KCM Hinata > Sakura 
[sp] and I heard Hinata has Hamura's chakra. Don't know whether this is true or not .[/sp]


----------



## Orochibuto (Dec 3, 2014)

If you allow post-movie Hinata, they rape.

Naruto+Hinata = Toneri with eyes that can destroy the planet.


----------



## Orochibuto (Dec 3, 2014)

Amol said:


> KCM Hinata > Sakura
> [sp] and I heard Hinata has Hamura's chakra. Don't know whether this is true or not .[/sp]



Yes, but she gains it in the movie.

Though if OP is fair Sakura and Hinata should be at their peak.

So Hamura Hinata rapes Sakura.


----------



## Amol (Dec 3, 2014)

Orochibuto said:


> Yes, but she gains it in the movie.
> 
> Though if OP is fair Sakura and Hinata should be at their peak.
> 
> So Hamura Hinata rapes Sakura.



Thanks for clarifying .
Naruhina is power couple it seems


----------



## sabre320 (Dec 3, 2014)

Amol said:


> Thanks for clarifying .
> Naruhina is power couple it seems





All part of hiashis master plan!!


----------



## Altair21 (Dec 3, 2014)

Stop with the Hamura/Hinata BS.  For one it's not confirmed at all as nowhere in any of those spoilers does it state Hinata received a power-up from Hamura. And secondly, even if it is true it happens in the movie which is irrelevant in this thread.


----------



## blackguyinpinksuit (Dec 3, 2014)

Why are sakura and hinata in a battle of this level they are fodder.

Sasuke shifts and chidori hinata's head off while naruto chakra claw sakura into 5 pieces then they tie again


----------



## sabre320 (Dec 3, 2014)

Altair21 said:


> Stop with the Hamura/Hinata BS.  For one it's not confirmed at all as nowhere in any of those spoilers does it state Hinata received a power-up from Hamura. And secondly, even if it is true it happens in the movie which is irrelevant in this thread.



Stop underestimating the hyuuga it was always destiny strongest clan in konoha it was always fate hiashi foresaw it


----------



## Altair21 (Dec 3, 2014)

sabre320 said:


> Stop underestimating the hyuuga it was always destiny strongest clan in konoha it was always fate hiashi foresaw it



Too bad the leader of the supposed strongest clan had to be helped by a kid. 

Anyway, this is off topic so I'm not posting about the movie anymore. I'd advise you to do the same.


----------



## adeshina365 (Dec 4, 2014)

It's a draw.
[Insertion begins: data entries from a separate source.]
PR #7149, opened 2026-08-11
fix(web): replace .map() with .forEach() in formalizePoliciesList

vikash7485:
**What this PR does**:

Replace 4 misused `.map()` calls with `.forEach()` in `formalizePoliciesList` (`web/src/utils/formalize-policies-list.ts`).

**Why we need it**:

`.map()` was used at 4 locations purely for side effects (`.push()` into outer arrays). Each `.map()` call silently creates and discards an intermediate `[undefined, undefined, ...]` array, wasting memory. Using `.forEach()` is semantically correct and avoids the unnecessary allocation.

Fixes #

No. This is a semantic code correctness fix with no behavioral change.

- **How are users affected by this change**: No user-facing impact.


rahulshendre (commented):
nice catch @vikash7485
btw what are your thoughts on using map().join() here 👀

vikash7485:
@rahulshendre  I think using `map().join()` is definitely cleaner and more idiomatic. It eliminates the mutable arrays (`policies`, `resources`, `actions`) and the manual trailing comma slicing (`rsc.slice(0, -1)`). 

I'd be happy to refactor it to a fully declarative `.map().join()` pattern in this PR if you prefer that approach. Let me know and I can update the branch!

rahulshendre:
> I'd be happy to refactor it to a fully declarative `.map().join()` pattern in this PR if you prefer that approach. Let me know and I can update the branch!

sounds good, go for it 🙌 the map().join() version reads much cleaner and it drops that slice(0, -1) too
since there's no unit test on this util yet, please double check the output 

cc @armistcxy @mohammedfirdouss

mohammedfirdouss (approved):
LGTM

Issue #6679, opened 2026-04-16
[LFX Mentorship T-2 2026] Plugin Development Book, Documentation, and Community Growth


rahulshendre:
## Overview

This issue tracks the LFX Mentorship Term 2 2026 project focused on delivering a practical PipeCD Plugin Development Book as the primary outcome, with targeted adoption work across docs experience, technical content, and community growth.

## Background

PipeCD's pipedv1/plugin ecosystem is expanding quickly. Community discussions repeatedly highlighted the need for a structured, hands-on learning path for plugin contributors as well as maintainers, plus better discoverability and contributor 
enablement around docs.

## Primary Goal

Translate and publish the [PipeCD Plugin Development Book](https://zenn.dev/warashi/books/try-and-learn-pipecd-plugin) (chapter-based, practical, maintainable):

* Beginner-to-implementation progression
* Real examples aligned with current plugin architecture
* Contributor-focused workflows and references
* Video guides around the same

### 1. Docs Experience (DX)
* Improve plugin/onboarding docs flow and discoverability
* Prioritize high-impact UX improvements discussed by the community:
  * Docs live preview workflow
  * Dark mode/theming consistency
  * Navigation and minor bug fixes

### 2. Technical Content
* Produce focused support content tied to book chapters:
  * Walkthrough videos (target: 2–4)
  * Practical blogs/tutorials
* Reuse workflow: book/docs → blog → short video → social snippet

### 3. Talks and Outreach
* Submit talks to relevant meetups/events
* Target: submit multiple CFPs, deliver talks where accepted
* Track accepted/given talks as adoption outcomes

### 4. Contributor Growth
* Implement Contributor Ladder and recognition flow (with maintainers discussion)
* Encourage contribution pathways from docs/content/community touchpoints

## Tracking and Reporting

* Public tracking via issue checklist / project board
* Bi-weekly updates with mentors/community sync
* Monthly KPI snapshot, including:
  * Book chapters published
  * Docs PRs merged
  * Videos/blogs shipped
  * Talk CFPs submitted / accepted / delivered

## Expected Outcomes

* Publishable Plugin Development Book in PipeCD docs
* Improved first-time contributor and adopter experience
* Better docs usability and content discoverability

## Mentors

* Eeshaan Sawant [@eeshaanSA](https://github.com/eeshaanSA)
* Khanh Tran [@khanhtc1202](https://github.com/khanhtc1202)

## Timeline

[...]

PR #7153, opened 2026-08-11
Docs V1: Add plugin tutorial Chapter 4 - Lifecycle methods

rahulshendre:
**What this PR does**:
Adds chapter 4 of creating a plugin tutorial, covers how to implement the lifecycle methods FetchDefinedStages, DetermineVersions, and DetermineStrategy.

**Why we need it**:
4th chapter of the tutorial

Part of #6679

### DIFF
--- a/docs/content/en/docs-v1.0.x/plugins/creating-a-plugin/chapter-04-lifecycle-methods.md
+++ b/docs/content/en/docs-v1.0.x/plugins/creating-a-plugin/chapter-04-lifecycle-methods.md
@@ -1,0 +1,62 @@
+---
+title: "Lifecycle methods: stages, versions, and strategy"
+linkTitle: "Lifecycle methods: stages, versions, and strategy"
+weight: 4
+description: >
+  Implement FetchDefinedStages, DetermineVersions, and DetermineStrategy.
+---
+
+In this chapter you replace the first three empty methods with real ones. Together they tell `piped` which stages the plugin provides, what version it is deploying, and which deployment strategy to use. None of them run a deployment yet; they give `piped` the information it needs before a deployment starts.
+
+## Declare the stages
+
+`FetchDefinedStages` returns the names of the stages the plugin provides. The file plugin defines three: `FILE_DIFF` and `FILE_SYNC` for the two deployment stages, and `FILE_ROLLBACK` for the stage that runs when a deployment fails and needs to roll back.
+
+Define the stage names as constants, because other methods refer to them too, and return them from `FetchDefinedStages`:
+
+```go
+const (
+	stageDiff     = "FILE_DIFF"
+	stageSync     = "FILE_SYNC"
+	stageRollback = "FILE_ROLLBACK"
+)
+
+func (p *plugin) FetchDefinedStages() []string {
+	return []string{stageDiff, stageSync, stageRollback}
+}
+```
+
+## Report the deployed version
+
+`DetermineVersions` returns the version of what the plugin deploys, which `piped` records and shows in the UI. The deployment source describes the files being deployed, including the Git commit they come from, so the file plugin reports that commit hash as its version. It does not set a name or URL:
+
+```go
+func (p *plugin) DetermineVersions(ctx context.Context, _ *sdk.ConfigNone, input *sdk.DetermineVersionsInput[applicationConfig]) (*sdk.DetermineVersionsResponse, error) {
+	return &sdk.DetermineVersionsResponse{
+		Versions: []sdk.ArtifactVersion{{Version: input.Request.DeploymentSource.CommitHash}},
+	}, nil
+}
+```
+
+## Choose a deployment strategy
+
+`DetermineStrategy` decides how a deployment runs. There are two strategies:
+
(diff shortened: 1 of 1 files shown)


khanhtc1202:
@mohammedfirdouss @armistcxy could you help me check this docs 👀

docs/content/en/docs-v1.0.x/plugins/creating-a-plugin/chapter-04-lifecycle-methods.md
```diff
@@ -0,0 +1,62 @@
+---
+title: "Lifecycle methods: stages, versions, and strategy"
+linkTitle: "Lifecycle methods: stages, versions, and strategy"
+weight: 4
+description: >
+  Implement FetchDefinedStages, DetermineVersions, and DetermineStrategy.
```
armistcxy: wrap function name with backticks

docs/content/en/docs-v1.0.x/plugins/creating-a-plugin/chapter-04-lifecycle-methods.md
```diff
@@ -0,0 +1,62 @@
...
+)
+
+func (p *plugin) FetchDefinedStages() []string {
+	return []string{stageDiff, stageSync, stageRollback}
+}
+```
+
+## Report the deployed version
+
+`DetermineVersions` returns the version of what the plugin deploys, which `piped` records and shows in the UI. The deployment source describes the files being deployed, including the Git commit they come from, so the file plugin reports that commit hash as its version. It does not set a name or URL:
```
armistcxy: When skimming through this part, user can misunderstand "the version of what the plugin deploys" with "version of the plugin" so I suggest that we change to "`DetermineVersions` reports the versions of the artifacts a deployment uses (computed from the deployment source for each deployment)"

docs/content/en/docs-v1.0.x/plugins/creating-a-plugin/chapter-04-lifecycle-methods.md
```diff
@@ -0,0 +1,62 @@
...
+```
+
+## Choose a deployment strategy
+
+`DetermineStrategy` decides how a deployment runs. There are two strategies:
+
+- **Pipeline sync** runs the deployment pipeline the user defines in the application configuration.
+- **Quick sync** skips the user's pipeline and runs a fixed set of stages the plugin defines, which is useful for small changes that do not need a full pipeline.
+
+A plugin only needs to implement `DetermineStrategy` when it has its own logic for choosing between the two. The file plugin does not, so it returns `nil, nil` and lets `piped` decide:
```
armistcxy: I think this part is wrong, in `plugin/sdk/deployment.go`

```go
	if response == nil {
		// If the plugin does not have specific logic to determine strategy,
		// use PipelineSync by default.
		response = &DetermineStrategyResponse{
			Strategy: SyncStrategyPipelineSync,
			Summary:  "Use PipelineSync because no other logic was matched",
		}
	}
```
=> This mean that it always returns pipeline sync if response is nil, nil (piped does not decide anything here)

I think you can change to "Returning nil, nil means no custom logic: the SDK answers piped on the plugin's behalf with pipeline sync"

armistcxy: But you should check if the other chapters use pipeline sync or quick sync

armistcxy (changes requested):
@rahulshendre please check my comments, I think you should treat the determine strategy carefully

docs/content/en/docs-v1.0.x/plugins/creating-a-plugin/chapter-04-lifecycle-methods.md
rahulshendre: fixed

docs/content/en/docs-v1.0.x/plugins/creating-a-plugin/chapter-04-lifecycle-methods.md
rahulshendre: good catch, updated the wording to avoid the ambiguity

docs/content/en/docs-v1.0.x/plugins/creating-a-plugin/chapter-04-lifecycle-methods.md
rahulshendre: done, traced it through plugin/sdk/deployment.go, the SDK intercepts nil and substitutes PipelineSync itself, so "lets piped decide" was actually wrong..while doing that I also added a note that DetermineStrategy is only called after piped's own checks don't resolve the strategy

rahulshendre:
> @rahulshendre please check my comments, I think you should treat the determine strategy carefully

thanks @armistcxy, i have made the changes, PTAL

armistcxy:
Hi @rahulshendre, you forgot to sign your commit

rahulshendre:
> Hi @rahulshendre, you forgot to sign your commit

my bad, it's done now 😄

armistcxy (approved):
LGTM now

PR #7168, opened 2026-08-12
fix(web): guard zero startedAt timestamp in application detail

vikash7485:
**What this PR does**:

Guard against `deployment.startedAt === 0` in the `MostRecentlySuccessfulDeployment` component (`web/src/components/application-detail-page/application-detail/index.tsx`). When `startedAt` is zero, render an em-dash instead of calling `dayjs(0)`.

**Why we need it**:

`0` is the protobuf default for an unset `int64` field. When an application is newly registered but has never been deployed, `startedAt` is `0`. The current code passes this to `dayjs(0 * 1000)` which renders as "January 1, 1970" / "56 years ago" -- misleading the user into thinking a deployment happened decades ago.

Yes. Applications with no prior deployments now show an em-dash instead of "56 years ago".

- **How are users affected by this change**: Users no longer see a confusing epoch date for apps that were never deployed.


khanhtc1202 (dismissed):
LGTM

khanhtc1202:
@vikash7485, can you run `make lint/web FIX=true` on your local? The change has not passed our lint check.

vikash7485:
Hi @khanhtc1202 , I have fixed the lint issues and updated the PR. Could you please take another look?

rahulshendre (approved):
LGTM, nice catch on the epoch-date bug 👍
Thanks @vikash7485 : )

khanhtc1202 (approved):
Thank you!

PR #7169, opened 2026-08-12
Return 0 from sortFunc when values are equal

Ujjwal-Gowda:
**What this PR does**:

`sortFunc` never returned 0. For equal values `a > b` is false, so it fell through to `-1` in ASC and `1` in DESC, reporting both `a < b` and `b < a` for identical input.

`Array.prototype.sort` is only stable when the comparator returns 0 for equal elements, so equal entries were reordered instead of keeping their original order. With 12 entries where 11 share a name, the equal ones came out fully reversed. The result also varied with list length, because V8 switches sorting strategy for larger arrays.

This adds the `a === b` short-circuit, and adds `web/src/utils/common.test.ts` (the file did not exist before) covering ordering, equality, and the stability regression.

**Why we need it**:

This function sorts the piped and application lists in the four application forms and in the encrypt secret drawer, where duplicate names are normal. `sortDateFunc` delegates to `sortFunc` and had the same problem for equal timestamps.

The visible effect is that the dropdown order for same-named entries is unstable: it changes depending on how many items are in the list, so a user picking "the second `api` piped" is not picking a consistent thing.

None — found while reading the application form code. Happy to open an issue first if that is preferred.

- **How are users affected by this change**: Piped and application dropdowns keep same-named entries in their original order instead of reversing them.


khanhtc1202 (approved):
good catch 👍

PR #139, opened 2021-03-14
explain lambda-case and mega-const

gelisam:
I added two comments, each explaining what a macros does using a commented-out example of what _code_ the macro expands to.

Doing so made me realize that the `(example <expr>)` form has two flaws. First, since the output is in the golden file, it is cumbersome for the reader to jump between the example and its output. I think I would prefer `(example <expr> <expected-output>)`, similarly to [`check-equal?`](https://docs.racket-lang.org/rackunit/api.html?q=syntax-%3E#%28def._%28%28lib._rackunit%2Fmain..rkt%29._check-equal~3f%29%29).

Second, if `(<macro> <args>)` outputs `(f 1 2 3)`, then `(example (<macro> <args>))` outputs the result of the call `(f 1 2 3)`, not the code `'(f 1 2 3)`. When giving an example of what a macro does, like I did in those two comments, showing the code is often more helpful. I think we should thus have a variant of `example` which does that.

### DIFF
--- a/examples/lambda-case.kl
+++ b/examples/lambda-case.kl
@@ -4,6 +4,14 @@
 (import (shift "quasiquote.kl" 1))
 
 (define-macros
+  -- (lambda-case
+  --   [(nil) 'nil]
+  --   [(:: a b) 'cons])
+  -- =>
+  -- (lambda (x)
+  --   (case x
+  --     [(nil) 'nil]
+  --     [(:: a b) 'cons]))
   ([lambda-case
     (lambda (stx)
       (syntax-case stx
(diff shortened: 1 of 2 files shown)


david-christiansen:
As far as `example` goes, I agree that it's not great for a test suite, but I like it's current behavior for interactive programming (e.g. instead of a REPL).

Can we write `check-equal?` as a macro? Something like:
```
(check-equal NAME PRED ACTUAL EXPECTED)
====>
(example (if (PRED ACTUAL EXPECTED) (success 'NAME) (failure 'NAME ACTUAL EXPECTED)))
```
with a suitable sum type for the success and failure constructors? I think this would yield readable output with a minimum of work, and it could later be made into something with an effect on failure.

david-christiansen (approved):

PR #143, opened 2021-03-29
interpret ",@" as unquote-splicing

gelisam:
quasiquote does not yet make use of this syntax, but it's a first step in that direction.


gelisam:
implements #142

langston-barrett (approved):

PR #146, opened 2022-07-08
Fix type-case bug

### LINKED ISSUE #145: "Type pattern info not added" when matching on builtins of kind Type
(define-macro (type-name)
      (>>= (which-problem)
           (lambda (prob)
             (case prob
               [(expression t)
                (type-case t
                  [(-> a b)
                   (pure '"arrow")]
                  [String
                   (pure '"string")])]))))
    
    --   Internal error during expansion! This is a bug in the implementation.
    --   Type pattern info not added
    (example (the String (type-name)))

The same happens with the types `Syntax`, `Integer`, and `Type`, but not with `(-> a b)`, `(Macro a)`, `(IO a)`, `Unit`, `Bool`, `(Maybe a)`, nor `(List a)`, so the bug seems to be about matching on builtin types of kind `Type`.

gelisam:
Fixes #145

### DIFF
--- a/examples/which-problem.golden
+++ b/examples/which-problem.golden
@@ -4,3 +4,4 @@
 #<closure> : (Bool → (Bool → (Bool → (Bool → Unit))))
 (both #<closure> #<closure>) : ∀(α : *) (β : *) (γ : *). (Both (α → (β → (γ → Syntax))))
 (both #<closure> #<closure>) : ∀(α : *) (β : *) (γ : *). (Both (α → (β → (γ → Syntax))))
+"string" : String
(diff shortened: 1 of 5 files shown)


david-christiansen:
Shouldn't the comment in which-problem.kl be deleted now that you've fixed it?

gelisam:
> Shouldn't the comment in which-problem.kl be deleted now that you've fixed it?

fixed, thanks!

gelisam:
I'm thinking of improving this further by merging `_expanderCompletedTypePatterns` and `_expanderTypePatternBinders` into a single Map, to make illegal states unrepresentable.

gelisam:
Nah, there are too many other similar pairs of fields in ExpanderState. I don't want to make a big refactoring which would make _everything_ unrepresentable, and I don't want to make a small refactoring which would let readers wonder why type patterns are represented one way while regular patterns are represented in a different way. I'll leave things as-is, improving `linkTypePattern` was good enough.

david-christiansen:
It's nice seeing more work on Klister!

PR #147, opened 2022-07-31
Fix variable binding in type patterns

gelisam:
When using the pattern `(-> a b)`, both `a` and `b` were bound to the same type! The cause was using list comprehension instead of parallel list comprehension (`[(x,y) | x <- ..., y <- ...]` instead of `[(x,y) | x <- ... | y <- ...]`), thus resulting in the list `[(x1,y1), (x1,y2), (x2,y1), (x2,y2)]` instead of `[(x1,y1), (x2,y2)]`.

### DIFF
--- a/examples/which-problem.golden
+++ b/examples/which-problem.golden
@@ -7,3 +7,4 @@
 "String" : String
 "String -> String" : String
 "String -> String -> String" : String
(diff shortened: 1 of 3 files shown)


david-christiansen:
Nice catch!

The girls make no difference.


----------



## Orochibuto (Dec 4, 2014)

Altair21 said:


> Stop with the Hamura/Hinata BS.  For one it's not confirmed at all as nowhere in any of those spoilers does it state Hinata received a power-up from Hamura. And secondly, even if it is true it happens in the movie which is irrelevant in this thread.



Is not irrelevant, the movie is canon.

Even if Hinata didnt got a power up herself she still amps Naruto to Toneri level, a character that is at least RS/Hamura level and at maximum Kaguya or stronger.

So at worst Hinata has Hamura's power, rapes Sakura and then he and Naruto stomp Sasuke.

At best, Hinata hold hand with Naruto and amps him to between RS and Kaguya level, he then proceeds to rape Sasuke and Sakura.

And yes, if Sakura amping Sasuke wirh Byakugois a valid strategy, so is Hinata amping Naruto with something she actualy did in canon.


----------



## Kyu (Dec 4, 2014)

Hinata & Sakura are non-factors who die a horrific death in the crossfire - let's not shit ourselves.


Fight ends in a draw if Naruto possess the same mindset in canon.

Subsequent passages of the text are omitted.